12. A magnetic resonance imaging (MRI) system, comprising:
a scanner comprising a magnet;
gradient coils; and
at least one processor, wherein the at least one processor is configured to perform a process including:
magnetically labelling blood flow in a target area of a subject using a velocity-selective arterial spin labeling (VSASL) technique with a cutoff velocity by performing operations including:
applying a first velocity-selective (VS) pulse sequence with the cutoff velocity to mark a leading edge of a blood bolus; and
applying a second VS pulse sequence with the cutoff velocity to mark a trailing edge of the blood bolus;
acquiring VSASL signals of the blood bolus for voxels corresponding to the target area;
for each of the voxels,
obtaining signal intensity information over a cardiac cycle by performing retroactive cardiac gating on VSASL signals corresponding to the voxel; and
determining a pulsatility index for the voxel based on the signal intensity information; and
generating a voxel-wise pulsatility index map for the target area using the pulsatility indexes of the voxels.

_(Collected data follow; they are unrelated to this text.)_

PR #1522, opened 2023-09-04
added TS_Figures_Classes solution

NazarVotkanych:


src/figuresClasses.ts
```diff
@@ -1,19 +1,89 @@
...
+      throw new Error('your error message');
+    }
+
+    if (a + b <= c || a + c <= b || b + c <= a) {
+      throw new Error('your error message');
+    }
+  }
+
+  getArea(): number {
+    const { a, b, c } = this;
```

13. The MRI system of claim 12, wherein a magnetic field strength of the MRI system is lower than 7 Tesla.
14. The MRI system of claim 12, wherein the application of the second VS pulse sequence is separated from the application of the first VS pulse sequence by a bolus duration.
15. The MRI system of claim 14, wherein the bolus duration relates to a cardiac period of the subject.
16. The MRI system of claim 12, wherein the cutoff velocity based on a dimension of blood vessels in the target area or a location of the target area along an arterial network of the subject.
17. The MRI system of claim 12, wherein determining the pulsatility index for the voxel based on the signal intensity information comprises:
determining a maximum signal intensity, a minimum signal intensity, and a mean signal intensity of the signal intensity information of the voxel; and
determining the pulsatility index of the voxel based on the maximum signal intensity, the minimum signal intensity, and the mean signal intensity.
18. The MRI system of claim 12, wherein the target area comprises the brain, a lung, a kidney, or the liver of the subject.
19. The MRI system of claim 12, wherein performing retroactive cardiac gating on VSASL signals corresponding to the voxel comprises: assigning a cardiac phase to each of the VSASL signals.
20. One or more computer readable media having processor-executable code, upon execution by one or more processors, causing the one or more processors to perform a process including:
magnetically labelling blood flow in a target area of a subject using a velocity-selective arterial spin labeling (VSASL) technique with a cutoff velocity by performing operations including:
applying a first velocity-selective pulse sequence with the cutoff velocity to mark a leading edge of a blood bolus; and
applying a second VS pulse sequence with the cutoff velocity to mark a trailing edge of the blood bolus;
acquiring VSASL signals of the blood bolus for voxels corresponding to the target area;
for each of the voxels,
obtaining signal intensity information over a cardiac cycle by performing retroactive cardiac gating on VSASL signals corresponding to the voxel; and
determining a pulsatility index for the voxel based on the signal intensity information; and
generating a voxel-wise pulsatility index map for the target area using the pulsatility indexes of the voxels.